[Action item] At the line containing "- Switch dependency", begin setting down the entries exactly, and stop only after the last line.

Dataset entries
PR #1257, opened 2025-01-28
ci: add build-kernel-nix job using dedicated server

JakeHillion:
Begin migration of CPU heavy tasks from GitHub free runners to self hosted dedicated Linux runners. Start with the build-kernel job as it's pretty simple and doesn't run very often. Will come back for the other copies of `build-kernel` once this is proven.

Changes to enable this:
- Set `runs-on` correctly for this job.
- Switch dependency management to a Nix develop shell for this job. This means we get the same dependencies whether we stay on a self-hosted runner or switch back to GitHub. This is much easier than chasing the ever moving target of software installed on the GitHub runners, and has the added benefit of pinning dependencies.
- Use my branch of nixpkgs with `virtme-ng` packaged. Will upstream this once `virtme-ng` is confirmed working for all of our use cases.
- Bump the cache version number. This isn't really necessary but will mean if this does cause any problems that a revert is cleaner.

[Response to this exercise]
- Switch dependency management to a Nix develop shell for this job. This means we get the same dependencies whether we stay on a self-hosted runner or switch back to GitHub. This is much easier than chasing the ever moving target of software installed on the GitHub runners, and has the added benefit of pinning dependencies.
- Use my branch of nixpkgs with `virtme-ng` packaged. Will upstream this once `virtme-ng` is confirmed working for all of our use cases.
- Bump the cache version number. This isn't really necessary but will mean if this does cause any problems that a revert is cleaner.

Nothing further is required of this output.